Is there a definitive prediction of mass of new particle by String/CFT, based on which we could approve or discard that theories? Does String/CFT predict experimentally measurable mass of a new particle which could be experimentally discovered by building new accelerator or using existing accelerators, but seeking for specific pattern predicted by these theories?
I am interested in a mass valued in terms of GeV (giga electron volts) or any other standart measuring equipment used by acceleration physics.
The prediction should be definitive to approval or disproval of these theories, on which everybody would agree, i.e. prediction should be both reproducible theoretically and verifiable experimentally. 
There should be no "unknown" variables for "tuning up", the mass should be written definitively and until the end result.
 A: The short answer is no, not really. String theory predicts the existence of many new particles (the higher excited modes of the string), but these only appear at extremely high energies on the order of the string scale. These energies are not supposed to be accessible by experiments, at least not in any naive way. 

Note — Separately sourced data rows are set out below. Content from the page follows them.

PR #1860, opened 2014-07-25
Bash launcher refactor

mjc:
This is the beginnings of a refactoring for the bash launcher.  I intend to modernize it and fix the following bug.

Currently the JRUBY_OPTS and option parsing code requires options that affect some kinds of code to be earlier in the option list than other kinds.  For example:

```
JRUBY_OPTS="--profile.html --profile.out test.html --sample" bin/jruby test.rb
```
this returns: jruby: unknown option --sample

```
bin/jruby --profile.html --profile.out test.html --sample test.rb
```
as does this.

This means that some options cannot currently be specified in JRUBY_OPTS if it is at all possible that anything launched with JRUBY_OPTS set may use some other options.

This rewrite is still in progress, I'm sending the pull request in case I end up not having time to finish it.

### DIFF
--- a/bin/jruby.bash
+++ b/bin/jruby.bash
@@ -342,59 +342,59 @@ if [ "$nailgun_client" != "" ]; then
     exit 1
   fi
 else
-if [ "$VERIFY_JRUBY" != "" ]; then
-  if [ "$PROFILE_ARGS" != "" ]; then
-      echo "Running with instrumented profiler"
-  fi
+  if [ "$VERIFY_JRUBY" != "" ]; then
+    if [ "$PROFILE_ARGS" != "" ]; then
+        echo "Running with instrumented profiler"
+    fi
 
-  if [[ "${java_class:-}" == "${JAVA_CLASS_NGSERVER:-}" && -n "${JRUBY_OPTS:-}" ]]; then
-    echo "warning: starting a nailgun server; discarding JRUBY_OPTS: ${JRUBY_OPTS}"
-    JRUBY_OPTS=''
-  fi
+    if [[ "${java_class:-}" == "${JAVA_CLASS_NGSERVER:-}" && -n "${JRUBY_OPTS:-}" ]]; then
+      echo "warning: starting a nailgun server; discarding JRUBY_OPTS: ${JRUBY_OPTS}"
+      JRUBY_OPTS=''
+    fi
 
-  "$JAVACMD" $PROFILE_ARGS $JAVA_OPTS "$JFFI_OPTS" "${java_args[@]}" -classpath "$JRUBY_CP$CP_DELIMITER$CP$CP_DELIMITER$CLASSPATH" \
-    "-Djruby.home=$JRUBY_HOME" \
-    "-Djruby.lib=$JRUBY_HOME/lib" -Djruby.script=jruby \
-    "-Djruby.shell=$JRUBY_SHELL" \
-    $java_class $JRUBY_OPTS "$@"
-
-  # Record the exit status immediately, or it will be overridden.
-  JRUBY_STATUS=$?
-
-  if [ "$PROFILE_ARGS" != "" ]; then
-      echo "Profiling results:"
-      cat profile.txt
-      rm profile.txt
-  fi
-
-  if $cygwin; then
-    stty icanon echo > /dev/null 2>&1
-  fi
-
-  exit $JRUBY_STATUS
-else
-  if $cygwin; then
-    # exec doed not work correctly with cygwin bash
-    "$JAVACMD" $JAVA_OPTS "$JFFI_OPTS" "${java_args[@]}" -Xbootclasspath/a:"$JRUBY_CP" -classpath "$CP$CP_DELIMITER$CLASSPATH" \
+    "$JAVACMD" $PROFILE_ARGS $JAVA_OPTS "$JFFI_OPTS" "${java_args[@]}" -classpath "$JRUBY_CP$CP_DELIMITER$CP$CP_DELIMITER$CLASSPATH" \
       "-Djruby.home=$JRUBY_HOME" \
       "-Djruby.lib=$JRUBY_HOME/lib" -Djruby.script=jruby \
       "-Djruby.shell=$JRUBY_SHELL" \
-      $java_class $mode "$@"
+      $java_class $JRUBY_OPTS "$@"
 
     # Record the exit status immediately, or it will be overridden.
     JRUBY_STATUS=$?
 
-    stty icanon echo > /dev/null 2>&1
+    if [ "$PROFILE_ARGS" != "" ]; then
+        echo "Profiling results:"
+        cat profile.txt
+        rm profile.txt
+    fi
+
+    if $cygwin; then
+      stty icanon echo > /dev/null 2>&1
+    fi
 
     exit $JRUBY_STATUS
   else
-    exec "$JAVACMD" $JAVA_OPTS "$JFFI_OPTS" "${java_args[@]}" -Xbootclasspath/a:"$JRUBY_CP" -classpath "$CP$CP_DELIMITER$CLASSPATH" \
-      "-Djruby.home=$JRUBY_HOME" \
-      "-Djruby.lib=$JRUBY_HOME/lib" -Djruby.script=jruby \
-      "-Djruby.shell=$JRUBY_SHELL" \
-      $java_class $mode "$@"
+    if $cygwin; then
+      # exec doed not work correctly with cygwin bash
+      "$JAVACMD" $JAVA_OPTS "$JFFI_OPTS" "${java_args[@]}" -Xbootclasspath/a:"$JRUBY_CP" -classpath "$CP$CP_DELIMITER$CLASSPATH" \
+        "-Djruby.home=$JRUBY_HOME" \
+        "-Djruby.lib=$JRUBY_HOME/lib" -Djruby.script=jruby \
+        "-Djruby.shell=$JRUBY_SHELL" \
+        $java_class $mode "$@"
+
+      # Record the exit status immediately, or it will be overridden.
+      JRUBY_STATUS=$?
+
+      stty icanon echo > /dev/null 2>&1
+
+      exit $JRUBY_STATUS
+    else
+      exec "$JAVACMD" $JAVA_OPTS "$JFFI_OPTS" "${java_args[@]}" -Xbootclasspath/a:"$JRUBY_CP" -classpath "$CP$CP_DELIMITER$CLASSPATH" \
+        "-Djruby.home=$JRUBY_HOME" \
+        "-Djruby.lib=$JRUBY_HOME/lib" -Djruby.script=jruby \
+        "-Djruby.shell=$JRUBY_SHELL" \
+        $java_class $mode "$@"
+    fi
   fi
-fi
 fi
 
 # Be careful adding code down here, you might override the exit
--- a/bin/jruby.bash
+++ b/bin/jruby.bash
@@ -192,6 +192,100 @@ set_system_classpath() {
   fi
 }
 
+set_java_args_from_j_option() {
+  val=${1:2}
+  if [ "${val:0:4}" = "-Xmx" ]; then
+      JAVA_MEM=$val
+  elif [ "${val:0:4}" = "-Xms" ]; then
+      JAVA_MEM_MIN=$val
+  elif [ "${val:0:4}" = "-Xss" ]; then
+      JAVA_STACK=$val
+  elif [ "${val}" = "" ]; then
+      $JAVACMD -help
+      echo "(Prepend -J in front of these options when using 'jruby' command)"
+      exit
+  elif [ "${val}" = "-X" ]; then
+      $JAVACMD -X
+      echo "(Prepend -J in front of these options when using 'jruby' command)"
+      exit
+  elif [ "${val}" = "-classpath" ]; then
+      CP="$CP$CP_DELIMITER$2"
+      CLASSPATH=""
+      shift
+  elif [ "${val}" = "-cp" ]; then
+      CP="$CP$CP_DELIMITER$2"
+      CLASSPATH=""
+      shift
+  else
+      if [ "${val:0:3}" = "-ea" ]; then
+          VERIFY_JRUBY="yes"
+      elif [ "${val:0:16}" = "-Dfile.encoding=" ]; then
+          JAVA_ENCODING=$val
+      fi
+      java_args=("${java_args[@]}" "${1:2}")
+  fi
+}
+
+set_defines_from_x_options() {
+  val=${1:2}
+  if expr "$val" : '.*[.]' > /dev/null; then
+    java_args=("${java_args[@]}" "-Djruby.${val}")
+  else
+    ruby_args=("${ruby_args[@]}" "-X${val}")
+  fi
+}
+
+# Run with JMX management enabled
+enable_jmx() {
+  java_args=("${java_args[@]}" "-Dcom.sun.management.jmxremote")
+  java_args=("${java_args[@]}" "-Djruby.management.enabled=true")
+}
+
+# Don't launch a GUI window, no matter what
+enable_headless() {
+  java_args=("${java_args[@]}" "-Djava.awt.headless=true")
+}
+
+# Run under JDB
+enable_jdb() {
+  if [ -z "$JAVA_HOME" ] ; then
+    JAVACMD='jdb'
+  else
+    if $cygwin; then
+      JAVACMD="$(cygpath -u "$JAVA_HOME")/bin/jdb"
+    else
+      JAVACMD="$JAVA_HOME/bin/jdb"
+    fi
+  fi
+  java_args=("${java_args[@]}" "-sourcepath" "$JRUBY_HOME/lib/ruby/1.9:.")
+  JRUBY_OPTS=("${JRUBY_OPTS[@]}" "-X+C")
+}
+
+enable_fast_startup() {
+  JAVA_VM=-client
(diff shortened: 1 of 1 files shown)


jirutka:
Both `jruby.bash` and `jruby.sh` are really **very** bad (no offense, but… look at them). Half of these scripts doesn’t make any sense, obfuscates the purpose and/or is not even used.

I’m just writing JRuby package for Alpine Linux. After I had read the scripts I decided that instead of patching `jruby.sh`, I’ll rather rewrite it.

The new script is more clean, robust, POSIX compatible (i.e. can be run with Busybox’s ash or even dash), without Windows/cygwin garbage (there’s already a native launcher for Windows) and Truffle stuff (since it’s still experimental, it’s IMO not needed for regular users yet).
Since it doesn’t use Bash arrays and I didn’t want to make arguments handling even more complicated than it already is, it doesn’t handle arguments with spaces correctly (same as `jruby.sh`).
Beside that it should support all the options of `jruby.bash` (hopefully) with the same behaviour.

I wrote it specifically for Alpine Linux, so it has different defaults and omits some features (like Truffle). I had thought that I’ll modify it for general purpose and send PR, but then I found this two years old PR, yet still unresolved, so I’m not sure if there’s actually any interest in it.

There’s the new script, maybe it’ll be useful:

```sh
#!/bin/sh
# vim: set ts=4:
#
# This jruby start script is rewrite of (poor) upstream's jruby.bash.
# It's POSIX compatible, more clean, with sensible defaults for Alpine Linux
# and without Windows, OS X and Truffle stuff. Beside that it should support
# all the options of jruby.bash (hopefully) with the same behaviour.
#
# -----BEGIN HELP-----
#
# Environment variables:
#     CLASSPATH     Additional paths to be added to the end of the Java classpath.
#                   This may be overwritten by CLI argument -J-classpath or -J-cp.
#     JAVA_HOME     Path to directory where is JRE/JVM installed to use specific java/jdb binary,
#                   not the one on the PATH.
#     JAVA_OPTS     Default options to be passed to JVM.
#     JFFI_PATH     Path to directory with libjffi.so (default is /usr/lib/jffi).
#     JRUBY_HOME    Path to directory where JRuby is installed (default is /usr/share/java/jruby).
#     JRUBY_OPTS    Default JRuby command line arguments.
#     JRUBY_SHELL   Path to the system shell executable (default is /bin/sh).
#     PROFILE_ARGS  Arguments for the instrumented profiler.
#
# Deprecated environment variables (for compatibility):
#     JAVA_MEM      The -Xmx (maximum memory allocation) parameter for JVM (e.g. -Xmx128M).
#                   This may be overwritten by CLI argument -J-Xmx.
#     JAVA_STACK    The -Xss (stack size) parameter for JVM (default is -Xss2048k).
#                   This may be overwritten by CLI argument -J-Xss.
#     JAVA_VM       What JIT mode to use; -client, or -server (default is -server).
#                   This may be overwritten by CLI arguments --server, --client, and --dev.
#     JRUBY_PARENT_CLASSPATH  Classpath propagated from the parent JRuby process.
#
# All the environment variables are optional.
# -----END HELP-----
#
set -eu

readonly MAIN_CLASS_JRUBY='org.jruby.Main'
readonly MAIN_CLASS_NGSERVER='org.jruby.main.NailServerMain'
readonly MAIN_CLASS_NGCLIENT='org.jruby.util.NailMain'

readonly JRUBY_HOME="${JRUBY_HOME:-"/usr/share/java/jruby"}"
readonly JRUBY_CP="$JRUBY_HOME/lib/jruby.jar"
readonly JRUBY_SHELL="${JRUBY_SHELL:-"/bin/sh"}"
readonly JFFI_PATH="${JFFI_PATH:="/usr/lib/jffi"}"
readonly NAILGUN_CMD="$JRUBY_HOME/tool/nailgun/ng"
readonly PROFILE_ARGS="${PROFILE_ARGS:-}"


java_stack="${JAVA_STACK:-"-Xss2048k"}"
java_cmd="${JAVA_HOME:+"$JAVA_HOME/bin/"}java"

# Use the same classpath propagated from parent jruby, if provided.
classpath="${JRUBY_PARENT_CLASSPATH:-}"
if [ -z "$classpath" ]; then
	_excluded='jruby.jar jruby-truffle.jar jruby-complete.jar'

	# Add all JARs from $JRUBY_HOME/lib to the classpath, except $_excluded.
	classpath=$(find "$JRUBY_HOME/lib" -maxdepth 1 \
		-name '*.jar' $(printf '! -name %s ' $_excluded) -print0 \
		| xargs -0 printf '%s:')
	classpath="${classpath%?}"  # %? removes leading ":"
fi

# Add additional paths from $CLASSPATH variable, if provided.
classpath="$classpath${CLASSPATH:+":$CLASSPATH"}"

extra_cp="${CLASSPATH:-}"
java_opts="${JAVA_OPTS:-} ${JAVA_MEM:-} $java_stack -Djffi.boot.library.path=$JFFI_PATH"
java_vm="${JAVA_VM:-"-server"}"
main_class="$MAIN_CLASS_JRUBY"
nailgun_client='no'
ruby_args=''
verify_jruby='no'


# Split out any -J argument for passing to the JVM.
# Scanning for args is aborted by '--'.
set -- ${JRUBY_OPTS:-} $@
while [ $# -gt 0 ]; do
	case "$1" in
	# Stuff after "-J" goes to JVM.
	-J | -J-X)
		"$java_cmd" -help
		printf '\n(Prepend -J in front of these options when using "jruby" command)\n'
		exit 1
	;;
	-J-classpath | -J-cp)
		extra_cp="$2"
		shift
	;;
	-J-ea)
		verify_jruby='yes'
		java_opts="$java_opts ${1:2}"
	;;
	-J*)
		java_opts="$java_opts ${1:2}"
	;;
	 # Pass -X... and -X? search options through.
	 -X*\.\.\.|-X*\?)
		ruby_args="$ruby_args $1"
	;;
	 # Match -Xa.b.c=d to translate to -Da.b.c=d as a Java option.
	 -X*)
		val=${1:2}
		if expr "$val" : '.*[.]' > /dev/null; then
			java_opts="$java_opts -Djruby.$val"
		else
			ruby_args="$ruby_args -X$val"
		fi
	;;
	 # Match switches that take an argument.
	 -C | -e | -I | -S)
		ruby_args="$ruby_args $1 $2"
		shift
	;;
	 # Match same switches with argument stuck together.
	 -e* | -I* | -S*)
		ruby_args="$ruby_args $1"
	;;
	 # Run with JMX management enabled.
	 --manage)
		java_opts="$java_opts -Dcom.sun.management.jmxremote \
			-Djruby.management.enabled=true"
	;;
	 # Don't launch a GUI window, no matter what.
	 --headless)
		java_opts="$java_opts -Djava.awt.headless=true"
	;;
	 # Run under JDB (debug mode).
	 --jdb)
		java_cmd="${JAVA_HOME:+"$JAVA_HOME/bin/"}jdb"
		java_opts="$java_opts -sourcepath $JRUBY_HOME/lib/ruby/1.9:."
		ruby_args="$ruby_args -X+C"
	;;
	 --client | --server)
		java_vm="${1#?}"  # #? removes leading "-"
	;;
	 --dev)
		java_vm='-client'
		java_opts="$java_opts -XX:+TieredCompilation -XX:TieredStopAtLevel=1 \
			-Djruby.compile.mode=OFF -Djruby.compile.invokedynamic=false"
	;;
	 --sample)
		java_opts="$java_opts -Xprof"
	;;
	# Start up as Nailgun server.
	 --ng-server)
		main_class="$MAIN_CLASS_NGSERVER"
		verify_jruby='yes'
	;;
	# Use native Nailgun client to toss commands to server.
	 --ng-client | --ng)
		nailgun_client='yes'
	;;
	 # Warn but ignore.
	 --1.8 | --1.9 | --2.0)
		echo "WARNING: $1 is ignored"
	;;
	-h | -help | --help)
		"$java_cmd" -help
		# Print help from the top of this script.
		sed -En '/-{5}BEGIN HELP-{5}/,/-{5}END HELP-{5}/p' "$0" \
			| sed -E "s/^# ?//; 1d;\$d;"
		exit 0
	;;
	 # Abort processing on the double dash.
	 --)
		break
	;;
	 # Other opts go to ruby.
	 -*)
		ruby_args="$ruby_args $1"
	;;
	 # Abort processing on first non-opt arg.
	 *)
		break
	;;
	esac
	shift
done

# Remove possible duplications of some common JVM options.
for opt in -Xmx -Xms -Xss; do
	val=$(expr "$java_opts" : ".*$opt\([^ \t]*\).*" ||:)  # gets the later one
	if [ -n "$val" ]; then
		# Remove all occurrences of $opt and append the last one to the end.
		java_opts=$(echo "$java_opts" | sed "s/$opt[^ \t]*//g")
		java_opts="$java_opts ${opt}${val}"
	fi
done

classpath="$classpath${extra_cp:+":$extra_cp"}"
java_opts="$java_opts $java_vm
	-Djruby.home=$JRUBY_HOME
	-Djruby.lib=$JRUBY_HOME/lib
	-Djruby.script=jruby
	-Djruby.shell=$JRUBY_SHELL"

# Append the rest of the arguments.
ruby_args="$ruby_args $@"

# Put $ruby_args back into the position arguments $1, $2, ...
set -- $ruby_args


if [ "$nailgun_client" = 'yes' ]; then
	if [ ! -f "$NAILGUN_CMD" ]; then
		echo 'ERROR: ng executable not found' 1>&2
		exit 1
	fi
	exec "$NAILGUN_CMD" $MAIN_CLASS_NGCLIENT $@

elif [ "$verify_jruby" = 'yes' ]; then
	[ -n "$PROFILE_ARGS" ] && echo 'Running with instrumented profiler'

	set +e
	"$java_cmd" $PROFILE_ARGS $java_opts \
		-classpath "$JRUBY_CP:$classpath" $main_class $@
	exit_code=$?
	set -e

	if [ -n "$PROFILE_ARGS" ]; then
		echo 'Profiling results:'
		cat profile.txt
		rm profile.txt
	fi

	exit $exit_code

else
	exec "$java_cmd" $java_opts -Xbootclasspath/a:"$JRUBY_CP" \
		${classpath:+"-classpath $classpath"} \
		$main_class $@
fi
```

enebo:
@jirutka I believe you are missing some quoting for things like JRUBY_HOME containing a space?  This is a real issue since people run this script using bash/mingw on windows even if nearly unheard of on unixy systems.  In general quoting with paths are for this case.

Also does your script still work for the case mentioned in https://www.mail-archive.com/dev@jruby.codehaus.org/msg03551.html (what was once JRUBY-2699)?

I am happy you are making this cleaner and run on more environments but I think stuff removed will need some individual justifications and/or someone else with more experience with bash to verify things are cool.

@wayneeseguin @mpapis I don't know if you guys have any time but it would really help.  My bash knowledge is from decades of limping my .profile/.bashrcs along so I do not feel up to the task :)

mpapis:
I might try to review today evening, in worst case next week, but in anyway it would be best seen as a PR where I can comment of fork from to provide improvements

jirutka:
> I believe you are missing some quoting for things like JRUBY_HOME containing a space? This is a real issue since people run this script using bash/mingw on windows…

As I’ve explicitly stated, I dropped Windows support. Windows users usually doesn’t have mingw (do they?) and there’s already a native launcher, so I don’t think it’s worth to increase complexity of the script for this. Trying to support everything in single script is a road to hell.

> …even if nearly unheard of on unixy systems.

Well, then such users must use some other script or native launcher…

> Also does your script still work for the case mentioned in https://www.mail-archive.com/dev@jruby.codehaus.org/msg03551.html (what was once JRUBY-2699)?

Kind of… It requires `JRUBY_HOME` to be at predefined path (`/usr/share/java/jruby` on Alpine) or be provided by environment; `jruby` script is installed into `/usr/bin/jruby`.

> I am happy you are making this cleaner and run on more environments…

Well, I dropped support for Windows and OS X (although it’s not problem to add these few OS X specific stuff, and I use OS X too), so it’s actually opposite.

> I might try to review today evening, in worst case next week, but in anyway it would be best seen as a PR where I can comment of fork from to provide improvements

**I should remind that the script above is written for Alpine Linux, it was not intended to be adopted by upstream as-is.** However, if you’re interested and you’ll not insist on supporting Windows, then I can modify it (e.g. bring Truffle support etc.) and send PR.

enebo:
@jirutka heh.  You know I missed a couple of sentences in your original comment.  I misread that this was just what you intended to use on alpine linux.  So in that case, we may or may not want to consider merging your code and cleaning up the things we will still need in the original script.

So thanks for sharing and if we can get someone interested in merging/cleaning up the original script then that will be great.  At this point, I think the project should consider if we should consider dropping some level of support in this script like yours does.

@mpapis I rescind my request unless you want to help @jirutka find any potential issues with his launcher script.

jirutka:
@enebo …if we can get someone interested in merging/cleaning up the original script…

I’ll be happy to do it, if there’s interest from JRuby devs, but as I stated, I don’t want to struggle with support for Windows/mingw.

mpapis:
spaces in paths - OSX with a new disk - complete nightmare

jirutka:
> spaces in paths - OSX with a new disk - complete nightmare

I don’t understand…? What a new disk has common with this?

mpapis:
@jirutka spaces in paths happen when you add a new disk to OSX, this PR is to improve the scripts used in jruby - this might include OSX, so we need to account for spaces in paths.

jirutka:
> spaces in paths happen when you add a new disk to OSX

New disk is mounted under `/Volumes`. There are no spaces, unless you have spaces in your disk label… However, how many users install JRuby on second/external drive?

mpapis:
usually the home gets moved to the second drive, it contains spaces often enough to be a problem, and I guess users might want to install jruby in home directory?

jirutka:
Okay… you’re concerned about spaces just in `JRUBY_HOME`, not in other arguments, right?

mpapis:
the spaces are common concern, when writing shell scripts it's best to use arrays / param shifting to avoid space problems, from what I have seen so far in your script you just flatten down all params to single strings like with `ruby_args="$ruby_args $@"`. `sh` is very bad for handling space in parameters (quoting solves variables)

jirutka:
> the spaces are common concern

In Unix world, it’s not, because you just avoid spaces in paths and CLI arguments.

> when writing shell scripts it's best to use arrays

Arrays are not supported by ash, dash, … it’s a bash extension, not POSIX.

The problem is that arguments handling is very complicated in these jruby start scripts; it doesn’t handle just CLI arguments, but it merges them with `JRUBY_OPT` etc. Quoting doesn’t help in this case much. If you know some sane approach how to deal with it, please tell. I don’t.

headius:
@jirutka Thanks for looking at this? Here's my thoughts on the whole thing.

It would be really nice to have a better .sh script, so this is a good start. For platforms where bash is not available, we'll have a better option.

If this can support all behaviors of the bash script, it's worth making the move. However...

Past attempts to support all behavior of the bash script almost always ended up breaking because arguments could not be processed as an array. The complexity you found in our bash script has come about largely due to the complexity of argument processing, and arrays actually made that a lot cleaner and simpler.

The spaces-in-paths issue is probably the real killer here, since a sh script can only deal with strings and has to re-parse arguments. This is really the biggest reason we have to use bash arrays. And it's not sufficient to say "don't use spaces". People do, OSes do...it has to work, and this is not negotiable.

This is the primary reason why we have never been able to replace the bash script.

There may be a way to do this, though: make the shell script call bash when available.

Here's the launchers we currently have:

* jruby.sh
* jruby.bash
* jruby-launcher (native, built by gem install, shipped in Windows dist)
* mjruby (native based on mruby, pre-built binaries for a few platforms)

The native launchers were added to avoid problems with scripts, both the bash/sh scripts on *nix and the bat scripts on Windows (which were horrendous). We recommend people install them, but most do not (though I believe rvm does try to install jruby-launcher for all JRuby installs).

mjruby is expected to replace jruby-launcher for 9.1. Because it requires the mjruby build toolchain, however, it does not support all platforms that jruby-launcher does.

So...

We have jruby.bash and jruby-launcher, which are largely feature-complete but very cumbersom to maintain. We have jruby.sh which works in more places than jruby.bash, but which has feature gaps (e.g. dealing with spaces in arguments). And we have mjruby, which is as complete as jruby-launcher but only installs on a few systems.

Copying @jkutner.

I'm thinking this plan might work, and I'd like input:

1. Instead of jruby.bash being the default script, we'd use a jruby.sh that checks for bash and uses the "best" script.

   Benefits:
   * `jruby` command works everywhere that has sh.

   Issues:

   * triple-launching to get into JVM (but all execs)
   * problems for folks that get the sh version without realizing it (but they'd have to do something to even run JRuby now).
2. mjruby includes jruby-launcher, using it when there's no mjruby binary available.

   Benefits:

   * We start transitioning off jruby-launcher to a more maintainable codebase.
   * All platforms are still supported.

   Issues:

   * Lingering jruby-launcher code into the indefinite future
   * Difficulties knowing which launcher a user is reporting bugs for. Launchers should probably be modified to set a JVM property identifying themselves.

There's another possibility too. We could make jruby.sh the sole launcher in our .nix distribution, but have it recommend installing our launcher gem to get a better command line experience. That would install mjruby if supported, jruby-launcher if it can be built, or jruby.bash if bash is available. If none of those options work, `bin/jruby` would be updated to a version of jruby.sh that no longer recommends installing a better launcher.

enebo:
@headius I believe mjruby is being merged into jruby-launcher and not the other way around.

headius:
I'm removing the milestone from this.

We may need improvements for the bash script, this is true. And there are outstanding bugs. Some of those are fixed by going to the native launcher, but we will always need a working non-native launcher at least for bootstrapping.

All that said, this is a low priority for anyone working on JRuby proper right now. I think the whole PR needs a reboot, because it has become a hodge-podge of old patches and new discussions that are often working at cross purposes.

If folks out there want to see a better bash/sh script, open a new issue or PR and do the work. It's unlikely to come out of jruby core, since we all hate bash/sh and wouldn't know where to start.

It would be important to string theorists if superparticles would show up at the LHC or some other future high-energy experiment. That would at least show that supersymmetry is real, as one would like when doing superstring theory. But technically, finding a superparticle would show nothing more than that supersymmetry is real: still, string theory could be wrong. Conversely, supersymmetry could not be found at all, but this would not necessarily rule out superstring theory, as one could invent scenarios in which supersymmetry is broken at very high energies. 
Currently, the most promising possible connection of string theory to experimental reality to me seems to be not through high-energy colliders, but through the swampland program, which aims to distinguish theories that can be obtained as limits of string theory (the 'landscape') from theories that cannot (the 'swampland'). There is one particularly (in)famous swampland conjecture that states theories in de Sitter space (positive cosmological constant) belong to the swampland; this would mean that mainstream $\Lambda$CDM cosmology cannot be obtained as a limit of string theory. This swampland conjecture thus has implications for cosmology and could result in predictions that can be experimentally verified or falsified in the near future.